The Middle East hotel investment market has been expanding rapidly with no signs of slowing down. As of August, the Middle East construction pipeline totaled 583 hotel projects under contract, according to STR—a majority of which are slated for 2020-openings. The UAE and Saudi Arabia both claim the most active hotel construction areas in the region, with 40,020 guestrooms in 89 projects in Saudi Arabia's pipeline and 35,050 in 121 projects in the UAE's.
BMI Research reported the UAE has been working to increase tourism earnings by 51 percent from 2016 as the country rushes to accommodate the 25 million visitors targeted for Expo 2020 Dubai and generate $44 million from international tourism by 2020. The UAE has taken the lead in driving growth in the MENA region with its massive developments and projects, including Bluewaters Island and Expo 2020 Dubai. The region's construction market, which BMI Research and PwC named the world's fastest growing, now totals $4 trillion. According to Dmg Events Middle East, its active hospitality projects are currently valued at $71.6 billion as of early September.
In response, further investment has poured in, especially in Dubai. The emirate's hotels recorded RevPAR at $209 in a EY Middle East Hotel Benchmark Survey report following its new goal to expand tourism numbers through various avenues, including incentives, leisure attractions, a range of hotel offerings and relaxed visa policies. These have led major players in hospitality, including investors and operators like Marriott International, Kempinski and Carlson Rezidor, to take on the MENA as a focus region for expansion. Rotana announced its MENA expansion plans last week with the addition of 14 hotels to its construction pipeline. The group has signed three Rotana hotels each for both Dubai and Saudi Arabia, which are scheduled to open Q4 2018.

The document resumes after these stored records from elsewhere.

PR #5822, opened 2026-04-09
feat(nan-5088): API key permissions with scoped customer keys

pfreixes:
API Key Permissions system

Services touched:
  - server — scope enforcement, auth middleware, routes, controllers
  - persist — internal secret auth path
  - jobs — renamed function calls
  - webapp — UI redesign

Data model:
- New `customer_keys` table with `key_type` column (api/webhook_signing)
- New `customer_keys_relations` table for generic entity mapping
- Cleanup trigger on environment delete
- Backfill migration copies existing api_secrets into customer_keys

Auth:
- Dual-read: public API auth checks customer_keys first, falls back to api_secrets
- Scope enforcement via withScope/withAnyScope middleware on all public API routes
- Wildcard scope matching (environment:*, environment:integrations:*, etc.)
- last_used_at tracking with 1-minute debounce

API key management:
- CRUD endpoints: list, create, patch scopes, delete (soft delete)
- RBAC: production_support can list (masked secrets) but not create/edit/delete on prod
- Secret masking for support role, full access for admin

Webhook signing key:
- Stored as key_type='webhook_signing' in customer_keys
- Displayed in Webhooks settings (read-only)
- RBAC redaction on production environments

UI:
- New "API Keys" tab in Environment Settings
- Scope selection with group-level checkboxes and presets
- Key detail/edit view with scope modification
- Delete confirmation requiring key name
- Relative time display for last_used_at
- Legacy secret key hidden from Backend settings

Documentation:
- New API keys reference page with all scopes
- Updated implementation guides: NANGO-SECRET-KEY -> NANGO-API-KEY
- Updated webhook verification docs to reference signing key

Tests:
- 17 API key CRUD + RBAC integration tests
- 36 scope enforcement tests covering all public API routes
- getEnvironment webhook_signing_key redaction test


packages/database/lib/migrations/20260420120000_create_customer_keys.cjs
```diff
@@ -0,0 +1,60 @@
...
+/**
+ * @param {import('knex').Knex} knex
+ */
+exports.up = async function (knex) {
+    await knex.raw(`
+        CREATE TABLE IF NOT EXISTS customer_keys (
+            id              SERIAL PRIMARY KEY,
+            account_id      INTEGER NOT NULL REFERENCES _nango_accounts(id),
+            key_type        VARCHAR(50) NOT NULL
+                            CONSTRAINT check_customer_keys_key_type CHECK (key_type IN ('api', 'webhook_signing')),
```
TBonnin, line 12: if I remember correctly modifying a constraint is quite cumbersome and not lock free. We could rely on typescript types and do it in code

packages/server/lib/controllers/v1/environment/deleteApiKey.ts
```diff
@@ -0,0 +1,31 @@
...
+    if (emptyQuery) {
+        res.status(400).send({ error: { code: 'invalid_query_params', errors: zodErrorToHTTP(emptyQuery.error) } });
+        return;
+    }
+
+    const keyId = Number(req.params['keyId']);
+    if (isNaN(keyId)) {
+        res.status(400).send({ error: { code: 'invalid_query_params', message: 'keyId must be a number' } });
+        return;
+    }
```
TBonnin, line 26: this should be done in zod

packages/server/lib/controllers/v1/environment/listApiKeys.ts
```diff
@@ -0,0 +1,42 @@
...
+export const listApiKeys = asyncWrapper<ListApiKeys>(async (req, res) => {
+    const emptyQuery = requireEmptyQuery(req, { withEnv: true });
+    if (emptyQuery) {
+        res.status(400).send({ error: { code: 'invalid_query_params', errors: zodErrorToHTTP(emptyQuery.error) } });
+        return;
+    }
+
+    const { environment } = res.locals;
+
+    const canReadSecret = !environment.is_production || (await resolve(res.locals, permissions.canReadProdSecretKey));
```
TBonnin: we see this pattern a couple of time, is permission allowed for given an environement and res. Maybe we could make a helper method in `permissions`

packages/server/lib/middleware/access.middleware.ts
```diff
@@ -359,12 +368,14 @@ export class AccessMiddleware {
...
-
                 res.locals['authType'] = 'secretKey';
                 res.locals['account'] = secretKeyResult.value.account;
                 res.locals['environment'] = secretKeyResult.value.environment;
                 res.locals['plan'] = secretKeyResult.value.plan;
-
+                res.locals['apiKeyScopes'] = secretKeyResult.value.auth?.scopes ?? [];
+                metrics.increment(metrics.Types.AUTH_GET_ENV_BY_SECRET_KEY_SOURCE, 1, {
+                    auth_source: secretKeyResult.value.auth?.source ?? 'env_var'
+                });
```
TBonnin, line 405: is this metric for the migration?

packages/server/lib/routes.private.ts
```diff
@@ -190,6 +194,12 @@ web.route('/environments/current').get(webAuth, can({ action: 'read', resource:
 web.route('/environments/webhook').patch(webAuth, can({ action: 'update', resource: 'webhook', scopedBy: envScope }), patchWebhook);
 web.route('/environments/variables').post(webAuth, can({ action: 'update', resource: 'environment_variable', scopedBy: envScope }), postEnvironmentVariables);
 
+// API Key management
+web.route('/environment/api-keys').get(webAuth, can({ action: 'read', resource: 'environment_key', scopedBy: envScope }), listApiKeys);
+web.route('/environment/api-keys').post(webAuth, can({ action: 'update', resource: 'environment_key', scopedBy: envScope }), createApiKey);
+web.route('/environment/api-keys/:keyId').patch(webAuth, can({ action: 'update', resource: 'environment_key', scopedBy: envScope }), patchApiKey);
+web.route('/environment/api-keys/:keyId').delete(webAuth, can({ action: 'update', resource: 'environment_key', scopedBy: envScope }), deleteApiKey);
```
TBonnin, line 210: personally I am not a super fan of `-` in url but up to you.

packages/shared/lib/services/account.service.ts
```diff
@@ -351,6 +357,141 @@ class AccountService {
...
+                    ON pending_secret.environment_id = _nango_environments.id
+                   AND pending_secret.is_default = false
+                LEFT JOIN plans ON plans.account_id = _nango_accounts.id
+                WHERE _nango_environments.deleted = false
+                LIMIT 1;
+            `,
+            [hash, hash]
+        );
+
+        const row = res.rows[0];
```
TBonnin: you can do `const [row] = await db.knex...` and save a line

packages/shared/lib/services/customerKey.service.ts
```diff
@@ -0,0 +1,315 @@
...
+    ): Promise<Result<DBCustomerKey>> {
+        try {
+            const plainText = providedSecret ?? uuid.v4();
+
+            const hashed = await this.hashSecret(plainText);
+            if (hashed.isErr()) {
+                throw hashed.error;
+            }
+
+            const created = await trx.transaction(async (innerTrx) => {
```
TBonnin, line 46: do we want an inner transaction or just run the following in a transaction if `trx` isn't already one?

packages/server/lib/controllers/v1/environment/patchApiKey.ts
```diff
@@ -0,0 +1,55 @@
...
+    if (!parsed.success) {
+        res.status(400).send({ error: { code: 'invalid_body', errors: parsed.error.issues } });
+        return;
+    }
+
+    if (parsed.data.display_name) {
+        const result = await customerKeyService.renameApiKey(db.knex, keyId, parsed.data.display_name, environment.id, account.id);
+        if (result.isErr()) {
+            const errType = (result.error as any).type ?? '';
+            const errMsg = result.error.message ?? '';
```
TBonnin: `const { type: errType = '', message: errMsg = '' } = result.error as { type?: string; message?: string };` if you want to avoid the any casting

packages/server/lib/controllers/v1/environment/patchApiKey.ts
```diff
@@ -0,0 +1,55 @@
...
+import type { Request, Response } from 'express';
+
+const bodySchema = z
+    .object({
+        scopes: z.array(z.string().min(1)).min(1).optional(),
+        display_name: z.string().min(1).max(255).optional()
+    })
+    .refine((data) => data.scopes || data.display_name, { message: 'At least one of scopes or display_name is required' });
+
+export const patchApiKey = async (req: Request, res: Response<any, RequestLocals>) => {
```
TBonnin: Missing `asyncWrapper` here I think

packages/server/lib/controllers/v1/environment/createApiKey.ts
```diff
@@ -0,0 +1,65 @@
...
+import { requireEmptyQuery, zodErrorToHTTP } from '@nangohq/utils';
+
+import { asyncWrapper } from '../../../utils/asyncWrapper.js';
+
+import type { CreateApiKey } from '@nangohq/types';
+
+const validationBody = z
+    .object({
+        display_name: z.string().min(1).max(255),
+        scopes: z.array(z.string()).optional()
```
TBonnin: should the scope values be validated to make sure they are real ones?

packages/webapp/src/pages/Environment/Settings/Backend.tsx
```diff
@@ -7,16 +7,12 @@ import { permissions } from '@nangohq/authz';
 
 import SettingsContent from './components/SettingsContent';
 import SettingsGroup from './components/SettingsGroup';
-import { useActivateKey, useEnvironment, usePatchEnvironment, useRevertKey, useRotateKey } from '../../../hooks/useEnvironment';
```
TBonnin, line 10: I imagine you are planning to remove the associated endpoints for legacy key rotation in followup PR?

packages/types/lib/api.endpoints.ts
```diff
@@ -176,6 +185,9 @@ export type PrivateApiEndpoints =
     | DeleteEnvironment
     | GetEnvironments
     | GetEnvironment
+    | ListApiKeys
+    | CreateApiKey
+    | DeleteApiKey
```
TBonnin, line 200: isn't the patch missing?

packages/database/lib/migrations/20260408120000_nan-5088_create_customer_keys.cjs
```diff
@@ -0,0 +1,60 @@
+exports.config = { transaction: false };
+
+/**
+ * @param {import('knex').Knex} knex
+ */
+exports.up = async function (knex) {
+    await knex.raw(`
+        CREATE TABLE IF NOT EXISTS customer_keys (
+            id              SERIAL PRIMARY KEY,
+            account_id      INTEGER NOT NULL REFERENCES _nango_accounts(id),
```
TBonnin: no `ON DELETE CASCADE`?

packages/webapp/src/pages/Environment/Settings/scope-logic.ts
```diff
@@ -0,0 +1,154 @@
...
+export const SCOPE_PRESETS: { label: string; description: string; scopes: string[] }[] = [
+    { label: 'Full access', description: 'All permissions', scopes: ['environment:*'] },
+    { label: 'Auth', description: 'Create connect sessions', scopes: ['environment:connect_sessions:write'] },
+    { label: 'CI/CD deploy', description: 'Deploy syncs and actions', scopes: ['environment:deploy'] },
+    {
+        label: 'Backend service',
+        description: 'Read connections, records, execute actions/syncs, proxy',
+        scopes: ['environment:connections:read', 'environment:records:read', 'environment:actions:execute', 'environment:syncs:execute', 'environment:proxy']
+    }
+];
```
TBonnin: doesn't seem to be used anywhere

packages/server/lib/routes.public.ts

Saudi Arabia's goals for economic diversification and rising tourist numbers have transformed the Kingdom into a hotbed of development, especially due to the goals set for Saudi Vision 2030. According to STR, Saudi Arabia currently has the highest number of hotel guestrooms under construction in the entire MENA region, with most of the development concentrated in the highly attractive holy cities Madinah and Makkah. One of Makkah's projects, the 10,000-guestroom Abraj Kudai, is slated to be the largest hotel in the city once it launches at the end of the year. Meanwhile, Marriott's hotel construction pipeline in the Kingdom alone has already reached more than 10,000 guestrooms in 30 projects.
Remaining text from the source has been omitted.